Therefore $\langle \nabla f(x),v\rangle = \sum \frac{\partial f}{\partial x_i}(x) v_i$ is a convex combination of directional derivatives which is the directional derivative in the convex combination of the different directions. (Remember that derivatives are intuitivly linear approximations to the function) This is the equation $D_v f(x) = \langle \nabla f(x),v\rangle$. Thus: If we want to find the $v$ with maximal value of $D_v f(x)$ then we have to maximize $\langle \nabla f(x),v\rangle$.
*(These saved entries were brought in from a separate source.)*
Issue #93, opened 2026-03-06
Prefix cache stores prompt+output tokens, causing ~4.6x SSD bloat for reasoning models


rsnow:
### Problem

 The SSD prefix cache stores the full token sequence (prompt_token_ids + output_token_ids) as the cache key and KV payload. For reasoning models that generate <think> blocks
 (e.g. Minimax-m2.5, Qwen3), the thinking tokens are stripped by the API layer before subsequent requests — but the cache already stored KV for those tokens, creating dead
 blocks that never match again.

 ### Impact (observed on minimax-m2.5-mix46-g64)

 | Metric | Before fix | After fix |
 |--------|-----------|---------- -|
 | Cache size | 56 GB | 12 GB |
 | Blocks stored | 873 | 194 |
 | Tokens cached | 216K | 47K |
 | Bloat ratio | 4.6x | 1.4x (healthy prefix overhead) |

 Per-token KV cost on disk: 254 KB (62 layers × 8 KV heads × 128 head_dim × BF16 × K+V). A 47K-token conversation should need ~12 GB of KV cache — but the thinking output pushed
 it to 216K tokens cached and 56 GB on disk. Every turn added ~8K dead thinking tokens that would never be reused.

 ### Root Cause

 In _cleanup_finished(), the scheduler stored list(request.prompt_token_ids) + list(request.output_token_ids) as the token sequence for prefix cache. On the next request, the
 API layer sends only the prompt (prior turns with thinking stripped), so the cached blocks from prompt+output never prefix-match. New blocks get written, old ones become dead
 weight.

 ### Fix

 One-line change: store list(request.prompt_token_ids) only. The prefix cache's hash-based block matching already handles partial sequence reuse correctly — it just needs the
 right tokens to match against.

jundot:
The current behavior is actually intentional, even accepting some inefficiency. For non-reasoning models, output tokens can also be cached and reused as prefix hits on the next turn. I considered that benefit more important than the wasted SSD space from reasoning tokens. (the top priority for oMLX has been improving prefill efficiency, and the SSD KV cache uses an LRU policy so unused blocks get evicted eventually anyway.)

Your point made me reconsider though, and skipping output token storage only for reasoning models could be a good middle ground. Thanks for the thoughtful suggestion. I'll look into applying this selectively for reasoning models.

rsnow:
[...]

PR #3525, opened 2026-09-08
fix(cache): keep a reasoning request's output cacheable when the history preserves it

Rascal:
### TLDR

1. Reasoning fix: when the chat history keeps a model's thinking, its answer is now cached too, so the next turn re-prefills only what is new instead of the whole previous answer.
2. Tool-call fix: the same rule now covers turns that end in a tool call, so an agent loop's reasoning and call are cached for the next step.
3. Along the way, a pre-existing MTP bug got fixed: the block-boundary alignment was only armed by the first snapshot capture, so a prompt shorter than one block lost its first boundary and, with output caching on, its whole answer.

### Summary

A request whose prompt ends in an open `<think>` tag stores only its prompt tokens at completion (c8ee5eaf, issue #93): at the time the API stripped the reasoning before the next turn, so cached output could never prefix-match and only cost SSD space and thrashing. Two later features changed the premise. `preserve_thinking` (0749e3fd, #814) keeps the `<think>` blocks of earlier turns in the rendered history for Qwen 3.6+ templates, and native `reasoning_content` templates (MiniMax M3, Inkling, …) render the reasoning back verbatim. On those paths the next turn *does* contain the previous output, yet the store still discarded it, so every follow-up re-prefilled the whole previous answer. With long reasoning that is the dominant cost of a conversation: a 26k-token answer on Qwen3.8-Flash-Next costs about minute of prefill on the next turn, and the server had already captured the boundary snapshots needed to avoid it (decode-time captures every 2048 tokens, then thrown away).

### Change

- `Request.preserve_reasoning`: set by the chat completions and messages handlers through a new helper, `cache_reasoning_output(settings, native_reasoning, chat_template_kwargs)`. True when the model uses native reasoning content, when the effective template kwargs carry `preserve_thinking=True`, or when the new per-model setting `cache_reasoning_output` forces it; that setting also forces it off. The engines forward the flag into `add_request`.
- Scheduler: one predicate, `_output_tokens_cacheable(request)`, replaces the two `needs_think_prefix` checks. The completion-time boundary snapshot then covers prompt + output, and the final store sequences prompt + output, so the decode-time snapshots already on disk become the intermediate blocks. Requests whose reasoning is stripped keep the prompt-only behaviour exactly as before.
- `ModelSettings.cache_reasoning_output: Optional[bool]` (default `None` = auto). Useful for a custom chat template that renders reasoning in history without advertising `preserve_thinking`.

### Measured

Two-turn probe on an M5 Max, Qwen3.8-Flash-Next-oQ4e-mtp, MTP on, block size 2048: a 3,126-token prompt, a 6,000-token answer, then a follow-up whose history carries the answer with its reasoning.

| | stored at end of turn 1 | reused by turn 2 | turn 2 re-prefill |
|---|---|---|---|
| main b908f563 | 2048 / 9126 tokens, 0 intermediate | 2048 | 7,103 tokens |
| this branch | 8192 / 9126 tokens, 3 intermediate | 8192 (shares the first 8192 of 8192) | 6,962 tokens, all new content |

The same probe with the reasoning *not* sent back matches only the first 3,125 tokens on both, which is the case c8ee5eaf was written for and is unchanged.

### Tests

`tests/test_scheduler_prompt_boundary_store.py` (parser-stop store covers output only when reasoning is preserved), `tests/test_scheduler.py` (prompt + output stored for a think-prefix request with `preserve_reasoning`, alongside the existing prompt-only and non-reasoning cases), `tests/test_scheduler_boundary_completion.py` (completion boundary counts output only when reasoning is preserved), `tests/test_api_utils.py` (helper: auto detection and the setting override). 

### Related

- #3335 skips the decode-time captures as wasted work; with this change they are what makes the next turn hit, so the two should be reconciled: skip them only when `preserve_reasoning` is false.
- The parser-side stop fallback (`_prepare_prompt_boundary_cache_store`) now applies the same predicate, so a tool-call turn's reasoning and call are cacheable for the next request in an agent loop. Both the stock Qwen template and a derived one re-render such a turn token-exactly (tool-call probe: 3595/3595 and 3452/3452 tokens; the server parses argument strings into mappings before templating).
- The MTP commit alignment that lands verify cycles on block boundaries was armed lazily by the first capture attempt. A prompt shorter than one block reaches its first boundary during decode, so the cycle crossing it ran unaligned, the capture was skipped ("speculative decode skew"), and the split-GDN store rejected that block, leaving the whole answer uncached; long prompts never showed it because their prefill captures arm the alignment first. Fixed by detecting at `add_request`. Reproduced in the bench with a 101-token prompt and a 12k-token sampled answer (skew at 2048 in about one run in three, cache offset 2047 or 2049), clean after the change.
- The non-streaming `generate()` of both engines submits through the core engine with an explicit argument list, so the flag first reached only streamed requests (a non-streaming tool-call turn stored 2048 of 4130 tokens while the same request streamed stored 4096); fixed by forwarding it there. `skip_cache_store` has the same gap on that path and is left as is.

### DIFF
--- a/omlx/api/utils.py
+++ b/omlx/api/utils.py
@@ -45,6 +45,19 @@ def uses_native_reasoning_content(
     return "minimax" in lowered and "m3" in lowered
 
 
+def cache_reasoning_output(
+    settings: Any,
+    *,
+    native_reasoning: bool,
+    chat_template_kwargs: dict[str, Any] | None,
+) -> bool:
+    """Whether a reasoning request's output tokens can prefix-match the next turn."""
+    forced = getattr(settings, "cache_reasoning_output", None)
+    if forced is not None:
+        return bool(forced)
+    return bool(native_reasoning) or (chat_template_kwargs or {}).get("preserve_thinking") is True
+
+
 def merge_reasoning_effort_chat_template_kwargs(
     chat_template_kwargs: dict[str, Any] | None,
     reasoning_effort: Any | None,
--- a/omlx/engine/batched.py
+++ b/omlx/engine/batched.py
@@ -994,6 +994,7 @@ class BatchedEngine(BaseEngine):
             sampling_params=sampling_params,
             tools=tools,
             skip_cache_store=bool(kwargs.get("skip_cache_store", False)),
+            preserve_reasoning=bool(kwargs.get("preserve_reasoning", False)),
             benchmark_trace=bool(kwargs.get("benchmark_trace", False)),
             benchmark_ane_sequence_length=int(
                 kwargs.get("benchmark_ane_sequence_length", 0) or 0
--- a/omlx/engine/batched.py
+++ b/omlx/engine/batched.py
@@ -915,6 +915,7 @@ class BatchedEngine(BaseEngine):
             prompt=prompt,
             sampling_params=sampling_params,
             tools=tools,
+            preserve_reasoning=bool(kwargs.get("preserve_reasoning", False)),
             **specprefill_kwargs,
         )
 
--- a/omlx/engine/vlm.py
+++ b/omlx/engine/vlm.py
@@ -3693,6 +3693,7 @@ class VLMBatchedEngine(BaseEngine):
             vlm_cache_key_start=vlm_cache_key_start,
             vlm_cache_key_ranges=vlm_cache_key_ranges,
             skip_cache_store=bool(kwargs.get("skip_cache_store", False)),
+            preserve_reasoning=bool(kwargs.get("preserve_reasoning", False)),
             benchmark_trace=bool(kwargs.get("benchmark_trace", False)),
             benchmark_ane_sequence_length=int(
                 kwargs.get("benchmark_ane_sequence_length", 0) or 0
--- a/omlx/engine/vlm.py
+++ b/omlx/engine/vlm.py
@@ -3580,6 +3580,7 @@ class VLMBatchedEngine(BaseEngine):
             vlm_cache_key_start=vlm_cache_key_start,
             vlm_cache_key_ranges=vlm_cache_key_ranges,
             tools=tools,
+            preserve_reasoning=bool(kwargs.get("preserve_reasoning", False)),
             **specprefill_kwargs,
         )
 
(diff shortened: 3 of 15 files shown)


Rascal:
Follow-up pushed since the first revision:

- 39c3dcaf — CI fix: `cache_reasoning_output` is now classified as a universal profile field (`test_all_model_settings_fields_classified`).
- 4f5cd29e — the parser-side stop store (`_prepare_prompt_boundary_cache_store`) applies the same predicate, so a tool-call turn's reasoning and call are cacheable for the next step of an agent loop. Both the stock Qwen template and a derived one re-render such a turn token-exactly (3595/3595 and 3452/3452 tokens in a probe), since the server parses argument strings into mappings before templating.
- aa3fd183 — the non-streaming `generate()` of both engines submits through the core engine with an explicit argument list, so the flag only reached streamed requests. A non-streaming tool-call turn stored 2048 of 4130 tokens while the same request streamed stored 4096. Forwarded explicitly. (`skip_cache_store` has the same gap on that path and is left alone.)
- 6b21d06a — a pre-existing bug this feature exposes. The MTP commit alignment that lands verify cycles on paged block boundaries (`_omlx_mtp_commit_align`) was armed lazily by `_detect_boundary_snapshot_need()`, i.e. by the first capture attempt. A prompt shorter than one block reaches its first boundary during decode, so the cycle crossing it ran unaligned, the capture was skipped ("speculative decode skew": cache offset 2047 or 2049 at boundary 2048), and the split-GDN store rejected the block ("Rejecting split-GDN placeholder block 1 because its recurrent checkpoint was not committed"), leaving the whole answer uncached. Long prompts never showed it because their prefill captures arm the alignment first. Reproduced on a fresh server with a 101-token prompt and a 12k-token sampled answer (about one run in three); a cycle-level trace showed the bonus token landing on 2048 without materialisation. The fix arms the alignment at `add_request`; three runs after it captured every boundary and stored 10240/12101 tokens. Test: a scheduler with a stateful cache layer exposes the alignment right after `add_request`.

jundot:
Thanks for tracking down why preserved reasoning was still being re-prefilled. This is a useful improvement to follow-up TTFT, especially after long reasoning turns. I verified that a 39-token prompt with Lightning MTP captured the first cache boundary, and the next turn reused 4,096 tokens of the generated response.

LGTM. I'll merge this and handle two small follow-ups: make auto-detection respect explicit `preserve_thinking=False`, and forward the flag through the Responses API too.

Now the intuition behind $\langle u,v\rangle$ comes from thinking in terms of orthogonal projections: The scalar product equals the (signed) length of the projection of $u$ onto the line given by the direction $v$. This length can only be maximal if nothing is lost during the projection, i.e. if there is no orthogonal component. Therefore $u$ must be a multiple of $v$ and a positive multiple because we want a maximum.

Putting everything together: $D_vf(x)$ is maximal iff $v$ is the direction of $\nabla f(x)$.

$\newcommand{\R}{\mathbf{R}}$Let $U$ be an open set in $\R^{2}$ and $f:U \to \R$ a differentiable function. If $x_{0} \in U$, then by definition there exists a linear function $Df(x_{0}):\R^{2} \to \R$ such that
$$\lim_{x \to x_{0}} \frac{|f(x) – f(x_{0}) – Df(x_{0})(x – x_{0})|}{\|x – x_{0}\|} = 0.$$

If $e_{1}$ and $e_{2}$ denote the standard basis of $\R^{2}$, then the partial derivatives of $f$ at $x_{0}$ are defined to be the components of $Df(x_{0})$:
$$f_{1}(x_{0}) = Df(x_{0})(e_{1}),\qquad f_{2}(x_{0}) = Df(x_{0})(e_{2}).$$
That is, $[\begin{matrix} f_{1}(x_{0}) & f_{2}(x_{0})\end{matrix}]$ is the standard matrix of $Df(x_{0})$.

The gradient vector $\nabla f(x_{0})$ is defined to be the transpose,
$$\nabla f(x_{0}) = \left[\begin{matrix} f_{1}(x_{0}) \\ f_{2}(x_{0}) \end{matrix}\right].$$

Rearranging the definition of the derivative gives the linear approximation formula
$$f(x) = f(x_{0}) + Df(x_{0})(x – x_{0}) + o\bigl(\|x – x_{0}\|\bigr).$$
Particularly, if
$v = \left[\begin{matrix} v_{1} \\ v_{2} \end{matrix}\right]$
is an arbitrary vector, then
\begin{align*}
f(x_{0} + tv)
&= f(x_{0}) + Df(x_{0})(tv) + o(t) \\
&= f(x_{0}) + t\, Df(x_{0})(v) + o(t) \\
&= f(x_{0}) + t\bigl(f_{1}(x_{0})v_{1} + f_{2}(x_{0})v_{2}\bigr) + o(t) \\
&= f(x_{0}) + t\, \nabla f(x_{0})\cdot v + o(t).
\end{align*}
(The first two equalities follow from linearity of $Df(x_{0})$; the third comes from multiplying matrices; the fourth is the formula for the dot product.)

Introducing the function $g_{v}(t) = f(x_{0} + tv)$, the preceding equation becomes
$$g_{v}'(0) = \nabla f(x_{0})\cdot v.$$
This derivative is the rate of change of $f$ at $x_{0}$ in the direction $v$.

If $\nabla f(x_{0}) \neq (0, 0)$, and if $v$ is a unit vector making angle $\theta$ with $\nabla f(x_{0})$, then
$$f(x_{0} + tv) = f(x_{0}) + t\|\nabla f(x_{0})\|\cos\theta + o(t).$$
That is, $g_{v}'(0) = \|\nabla f(x_{0})\|\cos\theta$.

It follows immediately that

1. If $\theta = 0$, i.e., if $v = \dfrac{\nabla f(x_{0})}{\|\nabla f(x_{0})\|}$, then $g_{v}'(0)$ is maximized over all unit vectors.

2. If $\theta = \pi$, i.e., if $v = -\dfrac{\nabla f(x_{0})}{\|\nabla f(x_{0})\|}$, then $g_{v}'(0)$ is minimized over all unit vectors.

3. If $\theta = \pi/2$, i.e., if $v \cdot \nabla f(x_{0}) = 0$, then $g_{v}'(0) = 0$, signifying that $f$ is constant to first order at $x_{0}$ in the direction $v$, namely that $v$ is tangent to the level curve of $f$ through $x_{0}$.